## What the task requires
When a line of the material has the word "timbrinded" in it, copy that line.

## Data for analysis
******
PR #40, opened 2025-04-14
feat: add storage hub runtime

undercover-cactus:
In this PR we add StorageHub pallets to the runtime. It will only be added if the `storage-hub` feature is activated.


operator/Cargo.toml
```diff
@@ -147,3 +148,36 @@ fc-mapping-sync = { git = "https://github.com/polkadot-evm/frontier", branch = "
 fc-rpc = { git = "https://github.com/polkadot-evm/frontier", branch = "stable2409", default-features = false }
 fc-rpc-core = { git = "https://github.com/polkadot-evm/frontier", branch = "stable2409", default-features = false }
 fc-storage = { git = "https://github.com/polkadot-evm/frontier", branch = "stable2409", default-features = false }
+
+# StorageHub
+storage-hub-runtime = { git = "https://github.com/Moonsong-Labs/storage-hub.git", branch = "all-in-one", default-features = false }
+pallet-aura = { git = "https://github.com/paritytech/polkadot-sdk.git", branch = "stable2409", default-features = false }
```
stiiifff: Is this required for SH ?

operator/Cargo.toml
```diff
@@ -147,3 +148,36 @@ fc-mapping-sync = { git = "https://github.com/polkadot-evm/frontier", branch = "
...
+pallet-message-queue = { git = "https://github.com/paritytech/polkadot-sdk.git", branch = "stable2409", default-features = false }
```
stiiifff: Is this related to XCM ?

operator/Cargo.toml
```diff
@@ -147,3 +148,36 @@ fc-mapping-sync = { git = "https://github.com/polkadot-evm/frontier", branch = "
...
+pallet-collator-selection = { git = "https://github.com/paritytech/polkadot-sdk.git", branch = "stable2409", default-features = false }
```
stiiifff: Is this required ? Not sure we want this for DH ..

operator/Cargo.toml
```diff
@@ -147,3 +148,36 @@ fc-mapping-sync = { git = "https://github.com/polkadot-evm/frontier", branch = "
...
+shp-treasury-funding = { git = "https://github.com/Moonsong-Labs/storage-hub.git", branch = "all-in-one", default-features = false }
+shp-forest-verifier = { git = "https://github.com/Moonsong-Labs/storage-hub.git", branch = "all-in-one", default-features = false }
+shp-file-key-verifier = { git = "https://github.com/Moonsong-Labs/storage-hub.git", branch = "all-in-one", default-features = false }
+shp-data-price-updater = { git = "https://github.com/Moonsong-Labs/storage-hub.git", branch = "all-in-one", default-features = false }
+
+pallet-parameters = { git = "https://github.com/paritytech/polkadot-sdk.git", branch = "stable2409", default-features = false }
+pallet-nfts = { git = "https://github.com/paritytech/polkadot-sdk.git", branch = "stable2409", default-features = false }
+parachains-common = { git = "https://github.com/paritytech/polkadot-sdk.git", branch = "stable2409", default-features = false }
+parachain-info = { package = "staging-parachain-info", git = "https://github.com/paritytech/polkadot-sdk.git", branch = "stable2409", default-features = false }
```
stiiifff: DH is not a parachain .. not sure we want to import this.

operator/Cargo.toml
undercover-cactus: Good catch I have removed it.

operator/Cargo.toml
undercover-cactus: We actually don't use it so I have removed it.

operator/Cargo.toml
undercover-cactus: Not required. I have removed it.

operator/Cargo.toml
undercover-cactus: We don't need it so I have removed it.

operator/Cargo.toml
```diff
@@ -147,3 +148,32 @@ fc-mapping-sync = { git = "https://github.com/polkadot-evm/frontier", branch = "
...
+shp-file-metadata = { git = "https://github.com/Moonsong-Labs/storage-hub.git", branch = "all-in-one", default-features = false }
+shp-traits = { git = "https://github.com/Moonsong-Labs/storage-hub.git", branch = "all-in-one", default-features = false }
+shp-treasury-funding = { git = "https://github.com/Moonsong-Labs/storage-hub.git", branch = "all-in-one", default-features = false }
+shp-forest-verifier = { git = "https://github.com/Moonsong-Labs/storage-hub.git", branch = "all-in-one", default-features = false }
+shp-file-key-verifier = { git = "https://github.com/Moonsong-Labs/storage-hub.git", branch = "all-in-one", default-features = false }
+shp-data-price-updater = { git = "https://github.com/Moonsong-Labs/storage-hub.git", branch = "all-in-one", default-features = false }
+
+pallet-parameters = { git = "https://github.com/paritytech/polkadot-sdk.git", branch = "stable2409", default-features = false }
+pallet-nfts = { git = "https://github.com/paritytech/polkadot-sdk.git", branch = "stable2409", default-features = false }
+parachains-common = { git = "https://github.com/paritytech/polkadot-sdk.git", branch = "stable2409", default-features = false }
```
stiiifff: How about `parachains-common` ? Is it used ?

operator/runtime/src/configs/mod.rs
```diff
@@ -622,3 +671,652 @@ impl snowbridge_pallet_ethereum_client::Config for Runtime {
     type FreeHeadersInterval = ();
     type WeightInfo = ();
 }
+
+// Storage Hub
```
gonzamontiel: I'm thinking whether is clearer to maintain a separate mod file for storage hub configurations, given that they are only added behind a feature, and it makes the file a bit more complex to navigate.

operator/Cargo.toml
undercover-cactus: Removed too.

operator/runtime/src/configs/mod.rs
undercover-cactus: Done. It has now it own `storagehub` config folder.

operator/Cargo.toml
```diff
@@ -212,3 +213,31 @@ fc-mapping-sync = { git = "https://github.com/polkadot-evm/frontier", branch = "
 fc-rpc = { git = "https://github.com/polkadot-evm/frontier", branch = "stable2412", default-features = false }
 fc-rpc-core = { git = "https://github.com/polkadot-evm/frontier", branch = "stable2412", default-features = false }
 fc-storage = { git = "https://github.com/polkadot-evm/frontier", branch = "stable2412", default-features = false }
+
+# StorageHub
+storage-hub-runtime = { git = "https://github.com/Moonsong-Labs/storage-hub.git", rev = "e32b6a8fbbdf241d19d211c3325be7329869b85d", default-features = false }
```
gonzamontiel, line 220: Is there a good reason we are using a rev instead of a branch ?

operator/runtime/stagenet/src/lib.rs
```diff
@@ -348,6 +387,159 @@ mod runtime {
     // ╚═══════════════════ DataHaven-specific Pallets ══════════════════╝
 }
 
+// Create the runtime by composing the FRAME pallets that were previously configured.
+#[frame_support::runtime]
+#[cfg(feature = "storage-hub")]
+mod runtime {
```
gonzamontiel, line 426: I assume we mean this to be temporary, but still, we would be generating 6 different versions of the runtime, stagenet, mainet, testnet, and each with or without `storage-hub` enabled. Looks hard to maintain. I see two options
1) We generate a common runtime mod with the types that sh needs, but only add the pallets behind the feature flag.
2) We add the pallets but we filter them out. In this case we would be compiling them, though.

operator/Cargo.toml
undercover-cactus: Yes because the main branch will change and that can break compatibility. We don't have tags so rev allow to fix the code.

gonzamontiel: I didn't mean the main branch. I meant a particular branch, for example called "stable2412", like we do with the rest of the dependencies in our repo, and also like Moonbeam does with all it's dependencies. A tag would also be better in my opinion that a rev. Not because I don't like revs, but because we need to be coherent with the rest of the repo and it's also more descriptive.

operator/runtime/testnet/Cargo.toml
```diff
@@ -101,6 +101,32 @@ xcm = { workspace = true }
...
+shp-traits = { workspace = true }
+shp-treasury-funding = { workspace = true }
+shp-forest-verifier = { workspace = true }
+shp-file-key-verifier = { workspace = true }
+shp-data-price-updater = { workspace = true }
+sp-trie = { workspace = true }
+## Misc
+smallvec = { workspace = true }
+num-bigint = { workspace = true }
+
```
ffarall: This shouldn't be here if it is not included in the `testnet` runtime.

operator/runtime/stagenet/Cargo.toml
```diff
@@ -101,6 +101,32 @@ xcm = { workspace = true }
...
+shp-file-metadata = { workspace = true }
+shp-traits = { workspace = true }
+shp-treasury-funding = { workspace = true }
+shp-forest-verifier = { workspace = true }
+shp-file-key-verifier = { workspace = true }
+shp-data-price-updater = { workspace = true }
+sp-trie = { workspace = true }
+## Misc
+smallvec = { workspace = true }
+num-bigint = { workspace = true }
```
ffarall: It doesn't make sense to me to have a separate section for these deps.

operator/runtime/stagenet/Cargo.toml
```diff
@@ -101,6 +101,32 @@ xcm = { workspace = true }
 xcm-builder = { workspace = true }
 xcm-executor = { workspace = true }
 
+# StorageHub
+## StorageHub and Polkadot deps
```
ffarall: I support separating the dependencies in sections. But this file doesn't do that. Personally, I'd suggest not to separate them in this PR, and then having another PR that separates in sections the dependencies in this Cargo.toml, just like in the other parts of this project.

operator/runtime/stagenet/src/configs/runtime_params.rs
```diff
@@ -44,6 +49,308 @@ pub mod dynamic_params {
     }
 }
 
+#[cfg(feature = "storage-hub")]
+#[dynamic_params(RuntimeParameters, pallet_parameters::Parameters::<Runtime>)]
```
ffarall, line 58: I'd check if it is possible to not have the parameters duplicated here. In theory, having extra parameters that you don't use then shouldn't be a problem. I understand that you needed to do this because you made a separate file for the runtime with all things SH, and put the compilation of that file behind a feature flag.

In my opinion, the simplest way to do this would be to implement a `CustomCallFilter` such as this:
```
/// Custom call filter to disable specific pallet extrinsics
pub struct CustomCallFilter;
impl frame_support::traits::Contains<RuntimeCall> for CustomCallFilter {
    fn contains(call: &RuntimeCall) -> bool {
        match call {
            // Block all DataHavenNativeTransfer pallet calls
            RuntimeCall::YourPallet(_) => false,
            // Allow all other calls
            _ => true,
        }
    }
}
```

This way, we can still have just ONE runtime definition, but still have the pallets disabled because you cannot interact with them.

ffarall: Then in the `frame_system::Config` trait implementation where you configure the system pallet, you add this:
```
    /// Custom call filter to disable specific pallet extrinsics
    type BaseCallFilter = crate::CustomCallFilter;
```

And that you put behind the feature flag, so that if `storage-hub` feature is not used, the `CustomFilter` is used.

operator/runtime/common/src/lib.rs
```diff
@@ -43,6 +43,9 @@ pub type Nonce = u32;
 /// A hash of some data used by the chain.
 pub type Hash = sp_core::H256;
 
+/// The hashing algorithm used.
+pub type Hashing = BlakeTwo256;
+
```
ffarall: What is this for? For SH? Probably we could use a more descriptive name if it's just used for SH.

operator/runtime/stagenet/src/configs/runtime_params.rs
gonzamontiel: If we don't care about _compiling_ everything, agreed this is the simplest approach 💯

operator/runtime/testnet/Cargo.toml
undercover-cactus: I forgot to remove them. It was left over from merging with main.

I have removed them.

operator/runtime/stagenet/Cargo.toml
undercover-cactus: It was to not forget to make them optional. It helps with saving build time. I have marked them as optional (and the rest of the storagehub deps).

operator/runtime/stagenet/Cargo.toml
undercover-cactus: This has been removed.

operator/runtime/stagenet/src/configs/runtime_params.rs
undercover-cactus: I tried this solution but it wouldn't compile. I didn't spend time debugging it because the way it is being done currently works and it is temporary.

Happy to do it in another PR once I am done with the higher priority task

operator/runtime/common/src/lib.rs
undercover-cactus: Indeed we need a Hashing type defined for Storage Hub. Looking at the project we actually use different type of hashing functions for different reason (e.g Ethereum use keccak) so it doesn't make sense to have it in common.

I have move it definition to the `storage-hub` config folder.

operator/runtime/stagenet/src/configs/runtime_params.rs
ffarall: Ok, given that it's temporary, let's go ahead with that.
******
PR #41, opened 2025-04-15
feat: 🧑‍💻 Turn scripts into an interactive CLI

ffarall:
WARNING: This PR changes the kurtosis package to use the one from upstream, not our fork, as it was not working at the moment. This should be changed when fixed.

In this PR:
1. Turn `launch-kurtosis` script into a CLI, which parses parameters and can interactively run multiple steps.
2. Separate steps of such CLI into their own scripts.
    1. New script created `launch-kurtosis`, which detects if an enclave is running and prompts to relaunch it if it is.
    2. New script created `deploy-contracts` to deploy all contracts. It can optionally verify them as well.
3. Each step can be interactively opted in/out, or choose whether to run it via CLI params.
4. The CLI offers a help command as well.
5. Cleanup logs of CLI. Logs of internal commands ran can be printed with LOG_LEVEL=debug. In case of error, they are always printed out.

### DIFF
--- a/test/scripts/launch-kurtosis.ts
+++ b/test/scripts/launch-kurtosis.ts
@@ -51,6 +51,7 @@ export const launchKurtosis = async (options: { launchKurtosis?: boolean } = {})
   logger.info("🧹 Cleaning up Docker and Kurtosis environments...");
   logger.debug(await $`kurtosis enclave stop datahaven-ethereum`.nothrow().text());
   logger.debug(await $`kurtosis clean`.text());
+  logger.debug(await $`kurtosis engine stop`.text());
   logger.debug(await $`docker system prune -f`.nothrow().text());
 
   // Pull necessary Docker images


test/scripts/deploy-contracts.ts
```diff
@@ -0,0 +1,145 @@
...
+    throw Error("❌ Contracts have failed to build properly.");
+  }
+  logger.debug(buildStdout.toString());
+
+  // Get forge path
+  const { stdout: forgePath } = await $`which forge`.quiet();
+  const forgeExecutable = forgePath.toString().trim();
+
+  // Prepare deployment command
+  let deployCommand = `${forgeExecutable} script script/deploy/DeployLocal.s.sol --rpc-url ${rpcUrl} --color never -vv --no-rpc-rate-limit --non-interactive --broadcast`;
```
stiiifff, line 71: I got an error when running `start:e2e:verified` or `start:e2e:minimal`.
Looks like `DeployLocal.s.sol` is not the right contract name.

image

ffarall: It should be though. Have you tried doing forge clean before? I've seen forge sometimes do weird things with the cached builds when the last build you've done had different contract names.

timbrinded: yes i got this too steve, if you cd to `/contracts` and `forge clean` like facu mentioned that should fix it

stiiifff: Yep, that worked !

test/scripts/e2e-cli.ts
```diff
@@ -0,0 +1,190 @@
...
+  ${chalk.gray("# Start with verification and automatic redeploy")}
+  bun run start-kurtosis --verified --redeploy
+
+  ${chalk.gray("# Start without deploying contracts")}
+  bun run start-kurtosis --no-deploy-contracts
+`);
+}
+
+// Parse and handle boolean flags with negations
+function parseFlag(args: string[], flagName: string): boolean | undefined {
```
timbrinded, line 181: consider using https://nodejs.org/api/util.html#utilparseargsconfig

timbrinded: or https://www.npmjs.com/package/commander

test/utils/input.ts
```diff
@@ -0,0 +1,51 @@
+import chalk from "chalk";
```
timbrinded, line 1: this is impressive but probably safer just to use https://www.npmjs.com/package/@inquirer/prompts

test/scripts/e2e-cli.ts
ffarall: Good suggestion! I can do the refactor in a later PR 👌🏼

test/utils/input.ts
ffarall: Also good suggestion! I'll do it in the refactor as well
******
## Exercise solution
timbrinded: yes i got this too steve, if you cd to `/contracts` and `forge clean` like facu mentioned that should fix it
timbrinded, line 181: consider using https://nodejs.org/api/util.html#utilparseargsconfig
timbrinded: or https://www.npmjs.com/package/commander
timbrinded, line 1: this is impressive but probably safer just to use https://www.npmjs.com/package/@inquirer/prompts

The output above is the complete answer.